All figures are estimates for general guidance, verified against Louisiana sources as of June 2026.
In This Louisiana Guide:
How Louisiana Driving Points Work
Louisiana does NOT use a demerit point system. Instead, the OMV (Office of Motor Vehicles) tracks moving violation convictions on your driving record. Consequences are triggered by the number and frequency of convictions, not by accumulated points. The OMV has discretionary authority under RS 32:414 to suspend a license when violations occur “with such frequency as to indicate a disrespect for traffic laws.”

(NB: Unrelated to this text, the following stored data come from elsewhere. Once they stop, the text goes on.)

PR #487, opened 2020-12-02
Make swift deployment optional

michalskalski:
Swift is used to support one feature of contrail command, which is not necessary always used, but requires whole swift stack.
Deploy command also when SwiftInstance is not defined.

### DIFF
--- a/pkg/controller/command/command_controller_test.go
+++ b/pkg/controller/command/command_controller_test.go
@@ -43,7 +43,7 @@ func TestCommand(t *testing.T) {
 		},
 		"Swift secret name is empty": {
 			initObjs: []runtime.Object{
-				newCommand(true),
+				newCommand(),
 				newConfig(true),
 				newPostgres(true),
 				newAdminSecret(),
@@ -78,7 +78,7 @@ func TestCommand(t *testing.T) {
 	}{
 		"no Postgres": {
 			initObjs: []runtime.Object{
-				newCommand(true),
+				newCommand(),
 				newConfig(true),
 				newAdminSecret(),
 				newSwiftSecret(),
@@ -90,7 +90,7 @@ func TestCommand(t *testing.T) {
 		},
 		"no Swift": {
 			initObjs: []runtime.Object{
-				newCommand(true),
+				newCommand(),
 				newConfig(true),
 				newPostgres(true),
 				newAdminSecret(),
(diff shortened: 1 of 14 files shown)


michalskalski:
recheck ha

michalskalski:
recheck ha

michalskalski:
recheck ha

michalskalski:
recheck

michalskalski:
recheck ha

pkg/controller/command/command_controller_test.go
```diff
@@ -772,8 +791,12 @@ func newCertSecret(ips []string) *core.Secret {
 	}
 }
 
-func newCommand() *contrail.Command {
+func newCommand(withSwift bool) *contrail.Command {
```
kaweue, line 794: I would prefer a new method something like:
newCommandWithSwift or newCommandWithoutSwift

pkg/controller/command/command_controller_test.go
```diff
@@ -1200,10 +1223,15 @@ func assertConfigMap(t *testing.T, actual *core.ConfigMap) {
 		},
 	}, actual.ObjectMeta)
 
-	assert.Equal(t, expectedCommandConfig, actual.Data["command-app-server0.0.0.0.yml"])
+	expectedConfig := expectedCommandConfig
+	if *swift == "" {
```
katrybacka, line 1227: i don't think that pointer is necessary here, `swift` could be just a string

pkg/controller/command/command_controller_test.go
```diff
@@ -1415,6 +1447,13 @@ replication:
     enabled: false
 `
 
+const absentCommandWithNoSwift = `
```
katrybacka, line 1450: maybe it could be named `swiftUserConfiguration` i think it's more accurate

pkg/controller/command/command_controller_test.go
```diff
@@ -1637,3 +1676,17 @@ resources:
       public_url: https://40.40.40.40:5080
     kind: endpoint
 `
+const absentInitWithNoSwift = `  - data:
```
katrybacka, line 1679: and here it could be called `swiftEndpoint`

katrybacka (changes requested):

kaweue (approved):

katrybacka (approved):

Louisiana Driving Points by Speed Bracket
Here is how many louisiana driving points a speeding ticket typically adds, based on how far over the limit you were going:
| How Fast Over the Limit | Points Added |
|---|---|
| 1-10 mph over | N/A — Louisiana does not assign points to any traffic violation |
| 11-20 mph over | N/A — Louisiana does not assign points to any traffic violation |
| 21+ mph over | N/A — Louisiana does not assign points to any traffic violation |
How long points last: Moving violations remain on your Louisiana driving record for 3 years from the date of final disposition (per RS 32:393). DUI/DWI convictions may remain for up to 10 years.
How Many Louisiana Driving Points Until Suspension?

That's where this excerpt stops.